The diagram below describes the flow of control for a generic Kubernetes pod experiment.

generic pod fault flow

Step 1: Design and Launch an Experiment

You (the user) define the chaos experiment in the Chaos Control Plane. This includes configuring the fault type, duration, target application, and other parameters.

Step 2. Chaos Agent Picks Experiment

The Chaos Agent (or Subscriber) detects the new experiment and claims it.

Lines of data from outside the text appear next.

PR #2215, opened 2021-09-05
Consider EndpointMetadata for annotations

martincostello:
Also consider the `EndpointMetadata` for operations when targeting .NET 5 and later for Swagger annotation attributes. This allows attributes applied to ASP.NET Core 6 Minimal Actions to be discovered.

I ran into this issue while migrating an ASP.NET Core 5 demo project with various customisations for the Swagger documentation to use ASP.NET Core 6 Minimal Actions using a daily build of the .NET 6 RC1 SDK (https://github.com/martincostello/api/pull/576, specifically this commit https://github.com/martincostello/api/pull/576/commits/75b086c171bd1d494c76df5f34cffc7e92c8912d in the `ApiModule` class for the relevant parts, for example [this endpoint](https://github.com/martincostello/api/blob/75b086c171bd1d494c76df5f34cffc7e92c8912d/src/API/ApiModule.cs#L47-L65)).

~I wasn't sure specifically what to do regarding additional tests as all but one of the current test projects only currently target .NET Core 3.1, and #2210 looks like it adds various .NET 6 specific things to the project. Happy to take guidance on what to do about that and/or wait until that PR is merged.~

With this change all the existing tests pass, and I've observed no unexpected changes to the Swagger JSON document with this fix added locally into my project.

/cc @captainsafia

### DIFF
--- a/src/Swashbuckle.AspNetCore.Annotations/AnnotationsOperationFilter.cs
+++ b/src/Swashbuckle.AspNetCore.Annotations/AnnotationsOperationFilter.cs
@@ -20,7 +20,7 @@ namespace Swashbuckle.AspNetCore.Annotations
                 actionAttributes = context.MethodInfo.GetCustomAttributes(true);
             }
 
-#if NET5_0_OR_GREATER
+#if NET6_0_OR_GREATER
             if (context.ApiDescription.ActionDescriptor.EndpointMetadata != null)
             {
                 metadataAttributes = context.ApiDescription.ActionDescriptor.EndpointMetadata;
--- a/src/Swashbuckle.AspNetCore.Annotations/AnnotationsOperationFilter.cs
+++ b/src/Swashbuckle.AspNetCore.Annotations/AnnotationsOperationFilter.cs
@@ -10,18 +10,38 @@ namespace Swashbuckle.AspNetCore.Annotations
     {
         public void Apply(OpenApiOperation operation, OperationFilterContext context)
         {
-            if (context.MethodInfo == null) return;
+            IEnumerable<object> controllerAttributes = Array.Empty<object>();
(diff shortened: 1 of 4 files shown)


src/Swashbuckle.AspNetCore.Annotations/AnnotationsOperationFilter.cs
```diff
@@ -10,18 +10,38 @@ public class AnnotationsOperationFilter : IOperationFilter
...
+            if (context.MethodInfo != null)
+            {
+                controllerAttributes = context.MethodInfo.DeclaringType.GetCustomAttributes(true);
+                actionAttributes = context.MethodInfo.GetCustomAttributes(true);
+            }
 
-            // NOTE: When controller and action attributes are applicable, action attributes should take precendence.
-            // Hence why they're at the end of the list (i.e. last one wins)
-            var controllerAndActionAttributes = controllerAttributes.Union(actionAttributes);
+#if NET5_0_OR_GREATER
```
captainsafia, line 23:
```suggestion
#if NET6_0_OR_GREATER
```

Should this only target minimal apps in .NET 6 and above?

martincostello: Yeah, probably. I went with this now now as the 6 SDK wasn't available yet in main and this didn't seem to do any harm.

I can update it once your 6 SDK updates are merged it.

martincostello:
Updated the `#if` for .NET 6 and added what I _think_ is OK for a unit test for this.

jonaskello:
We ran in to this issue too now when trying to use .NET 6 minimal API. Any news on this?

nilzzzzzz:
Hi @domaindrivendev ,

any plans to make a nuget release or shall we fork the repo for now? 

Thank you!

Nils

Step 3. Apply Chaos Experiment

The agent/subscriber applies the Custom Resource (CR) YAML, which includes:

  • Security Context Constraints (permissions required for execution)
  • Fault parameters (for example, pod delete, network latency)
  • Application details (target app)

Step 4. Controllers Create Helper Pods

  • The controllers watch the CR and create Just-In-Time (transient) chaos helper pods (if required) on the same node as the target application container.
  • For chaos faults such as pod-level CPU/memory stress, and network disruptions, helper pods are created. However, for faults that rely on kube-api operations (such as pod-delete and pod-autoscaler), helper pods are not created.

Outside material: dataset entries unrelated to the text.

PR #2219, opened 2021-09-08
For STJ - don't set readonly if set via constructor

domaindrivendev:
It looks like STJ now supports deserialization of readonly properties that are set via constructor


chrisbbe:
This also seems to affect serialization, how are we now supposed to keep `"isReadOnly": true` in the OpenAPI specification when public get only properties are set in constructor?

PR #2231, opened 2021-09-15
Remove constraints from route parameters in path

captainsafia:
Fixes https://github.com/dotnet/aspnetcore/issues/36413.

This fix expands on the changes made in https://github.com/domaindrivendev/Swashbuckle.AspNetCore/pull/2209.

Currently, the route constraints that are included in the route template path are included in the generated schema which breaks things like the `curl` command generated in the UI. This resolves that issue by stripping out constraints/qualifiers from the path.

Note that there is work tracked in https://github.com/dotnet/aspnetcore/issues/36525 to ensure that these route constraints show up in the schema.

### DIFF
--- a/src/Swashbuckle.AspNetCore.SwaggerGen/SwaggerGenerator/ApiDescriptionExtensions.cs
+++ b/src/Swashbuckle.AspNetCore.SwaggerGen/SwaggerGenerator/ApiDescriptionExtensions.cs
@@ -47,5 +47,26 @@ namespace Swashbuckle.AspNetCore.SwaggerGen
 
             customAttributes = Enumerable.Empty<object>();
         }
+
+        internal static string RelativePathSansParameterConstraints(this ApiDescription apiDescription)
+        {
+            var routeTemplate = apiDescription.RelativePath;
+            
+            while (routeTemplate.IndexOfAny(new[] { ':', '=', '?' }) != -1)
+            {
+                var startIndex = routeTemplate.IndexOfAny(new[] { ':', '=', '?' }) ;
+                var tokenStart = startIndex + 1;
+                findEndBrace:
+                    var endIndex = routeTemplate.IndexOf('}', tokenStart);
+                    if (endIndex < routeTemplate.Length - 1 && routeTemplate[endIndex + 1] == '}')
+                    {
+                        tokenStart = endIndex + 2;
+                        goto findEndBrace;
+                    }
+                routeTemplate = routeTemplate.Remove(startIndex, endIndex - startIndex);
+            }
+            
+            return routeTemplate;
+        }
     }
 }
--- a/src/Swashbuckle.AspNetCore.SwaggerGen/SwaggerGenerator/ApiDescriptionExtensions.cs
+++ b/src/Swashbuckle.AspNetCore.SwaggerGen/SwaggerGenerator/ApiDescriptionExtensions.cs
@@ -52,10 +52,15 @@ namespace Swashbuckle.AspNetCore.SwaggerGen
         {
             var routeTemplate = apiDescription.RelativePath;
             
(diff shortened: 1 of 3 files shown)


src/Swashbuckle.AspNetCore.SwaggerGen/SwaggerGenerator/ApiDescriptionExtensions.cs
```diff
@@ -47,5 +47,26 @@ public static IEnumerable<object> CustomAttributes(this ApiDescription apiDescri
 
             customAttributes = Enumerable.Empty<object>();
         }
+
+        internal static string RelativePathSansParameterConstraints(this ApiDescription apiDescription)
+        {
```
domaindrivendev, line 52: Could this be done with a Regex replace? I _feel_ that would be a little cleaner but not sure about perf implications.

test/Swashbuckle.AspNetCore.SwaggerGen.Test/SwaggerGenerator/SwaggerGeneratorTests.cs
```diff
@@ -48,20 +48,22 @@ public void GetSwagger_GeneratesSwaggerDocument_ForApiDescriptionsWithMatchingGr
...
-        public void GetSwagger_GeneratesSwaggerDocument_ForApiDescriptionsWithVariousRelativePaths()
+        [Theory]
+        [InlineData("resources/{id}", "/resources/{id}")]
+        [InlineData("{category}/{product?}/{sku}", "/{category}/{product}/{sku}")]
+        [InlineData("{area=Home}/{controller:required}/{id=0:int}", "/{area}/{controller}/{id}")]
+        [InlineData("{category}/product/{group?}", "/{category}/product/{group}")]
+        [InlineData("{category:int}/product/{group:range(10, 20)?}", "/{category}/product/{group}")]
+        [InlineData("{person:int}/{ssn:regex(^\\d{{3}}-\\d{{2}}-\\d{{4}}$)}", "/{person}/{ssn}")]
+        [InlineData("{person:int}/{ssn:regex(^(?=.*kind)(?=.*good).*$)}", "/{person}/{ssn}")]
+        public void GetSwagger_GeneratesSwaggerDocument_ForApiDescriptionsWithConstrainedRelativePaths(string routeTemplate, string processedRouteTemplate)
```
domaindrivendev, line 59: Very nitpicky, but in general when I'm using `InlineData`, I have a naming convention whereby I prefix parameter names with `expected` if they're being used in an assertion. So in this case, I would propose renaming `processedRouteTemplate` to something like `expectedPath`.

captainsafia: Gotcha! Can do.

src/Swashbuckle.AspNetCore.SwaggerGen/SwaggerGenerator/ApiDescriptionExtensions.cs
captainsafia: Perhaps! Admittedly, I'm by now means a regex expert but things get pretty gnarly when you try to capture all of the requirements for the matcher in regex form (matching '?', '=', or ':', handling regex constraints, etc).

In generally, we've avoid parsing routes with regex over in ASP.NET Core. We'll usually roll out token enumerator implementation ([ref](https://github.com/dotnet/aspnetcore/blob/b1560573192f70bfbfa7bb39be51aaafc0c91190/src/Framework/AspNetCoreAnalyzers/src/Analyzers/DelegateEndpoints/DetectMismatchedParameterOptionality.cs#L66)) to handle this.

I do agree that some code comments might make this a little bit easier to read/maintain.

Step 5. Inject Fault into Application

  • The helper pod runs in the same namespace as the target application and executes the chaos process (for example, increases CPU usage). Here, the Security Context Constraints (like RUNASANY, PRIVILEGED, NET_ADMIN, SYS_ADMIN, ALLOW_HOSTPATH_MOUNT, and HOST_PID, ) are mapped with the chaos Service Account.

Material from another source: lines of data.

PR #2235, opened 2021-09-21
Add method to configure Bearer authentication

### LINKED ISSUE #2234: Add extension method for Bearer authentication
This is how I add [Bearer authentication](https://swagger.io/docs/specification/authentication/bearer-authentication/):
```cs
services.AddSwaggerGen(c =>
{
    c.AddSecurityDefinition("bearerAuth", new OpenApiSecurityScheme
    {
        Type = SecuritySchemeType.Http,
        Scheme = "bearer",
        BearerFormat = "JWT",
        Description = "JWT Authorization header using the Bearer scheme."
    });
    c.AddSecurityRequirement(new OpenApiSecurityRequirement
    {
        {
            new OpenApiSecurityScheme
            {
                Reference = new OpenApiReference { Type = ReferenceType.SecurityScheme, Id = "bearerAuth" }
            },
            new string[] {}
        }
    });
});
```

That is way too much boilerplate code. Please provide a extension method so I can set it up with less code, I would like to do something like this:
```cs
services.AddSwaggerGen(c =>
{
    c.AddBearerAuthentication();
});
```

vanillajonathan:
A method to quickly and easily add Bearer authentication without lots of boilerplate code.

Closes #2234

### DIFF
--- a/src/Swashbuckle.AspNetCore.SwaggerGen/DependencyInjection/SwaggerGenOptionsExtensions.cs
+++ b/src/Swashbuckle.AspNetCore.SwaggerGen/DependencyInjection/SwaggerGenOptionsExtensions.cs
@@ -24,6 +24,32 @@ namespace Microsoft.Extensions.DependencyInjection
         }
 
         /// <summary>
+        /// Add Bearer authentication.
+        /// </summary>
+        /// <param name="bearerFormat">The Bearer token format. Defaults to "JWT".</param>
+        /// <param name="swaggerGenOptions"></param>
+        public static void AddBearerAuthentication(this SwaggerGenOptions swaggerGenOptions, string bearerFormat = "JWT")
+        {
+            swaggerGenOptions.AddSecurityDefinition("bearerAuth", new OpenApiSecurityScheme
+            {
+                Type = SecuritySchemeType.Http,
+                Scheme = "bearer",
+                BearerFormat = bearerFormat,
+                Description = "Authorization header using the Bearer scheme."
+            });
+            swaggerGenOptions.AddSecurityRequirement(new OpenApiSecurityRequirement
+            {
+                {
+                    new OpenApiSecurityScheme
+                    {
+                        Reference = new OpenApiReference { Type = ReferenceType.SecurityScheme, Id = "bearerAuth" }
+                    },
+                    new string[] {}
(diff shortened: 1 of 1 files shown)


src/Swashbuckle.AspNetCore.SwaggerGen/DependencyInjection/SwaggerGenOptionsExtensions.cs
```diff
@@ -23,6 +23,32 @@ public static class SwaggerGenOptionsExtensions
...
+        /// Add Bearer authentication.
+        /// </summary>
+        /// <param name="bearerFormat">The Bearer token format. Defaults to "JWT".</param>
+        /// <param name="swaggerGenOptions"></param>
+        public static void AddBearerAuthentication(this SwaggerGenOptions swaggerGenOptions, string bearerFormat = "JWT")
+        {
+            swaggerGenOptions.AddSecurityDefinition("bearerAuth", new OpenApiSecurityScheme
+            {
+                Type = SecuritySchemeType.Http,
+                Scheme = "bearer",
```
WeihanLi, line 36:
```suggestion
                Scheme = "Bearer",
```

domaindrivendev:
I'm sure this won't be a popular answer but I'd prefer not go down the road of introducing "convenience" functions to simplify writing Swagger/Open API as that's not a core concern of Swashbuckle. First and foremost, Swashbuckle's goal is to automatically generate Swagger/Open API documents based on your APIs _actual_ implementation - "code first", "code is truth" and all that. And, in the cases where this auto-generated description is not sufficient, the secondary goal is to expose a Swagger/Open API object model so that the document can be tweaked as needed.

Unfortunately, the Swagger/Open API's semantics for defining security schemes is heavy on the boilerplate, so I fully understand the value in this PR. I just don't want Swashbuckle to take on the third concern of "making it easier to write Swagger/Open API". If you'd like, you could create a separate add-on project, which I'd be happy to reference from the readme, that adds this "convenience" method and others?

vanillajonathan:
Yeah, that is not a popular answer with me. I have to copy paste that boiler plate code in all my projects, it would be great with an extension method to simplify that, and it would also be of help to new users who else would have to figure it all out.

PR #2236, opened 2021-09-21
Ensure UseSwaggerUI & AddSwaggerGen defaults match

DamianEdwards:
Updated the defaults for `IApplicationBuilder.UseSwaggerUI` to better match the [defaults of `IServiceCollection.AddSwaggerGen`](https://github.com/domaindrivendev/Swashbuckle.AspNetCore/blob/master/src/Swashbuckle.AspNetCore.SwaggerGen/DependencyInjection/ConfigureSwaggerGeneratorOptions.cs#L51) so that the displayed document name in the Swagger UI matches the actual document name and title.

We intend to change the default webapi project template code in ASP.NET Core in .NET 6.0 to simply use the Swashbuckle defaults and this change makes the UX align more clearly.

Step 6. Target Application Experiences Chaos Impact

The target application container (inside the pod) is affected by the chaos fault. The impact is contained within the target pod’s namespace, ensuring:

  • Other pods on the node remain unaffected.
  • Node-level services remain operational.

In faults that don't use helper pods, chaos is usually reverted/removed automatically.

In faults where helper pods are created, these pods are removed once the chaos duration is complete. By the end of this process, the subscriber sends back the results of the chaos experiment to the control plane and continues to poll for new experiment tasks.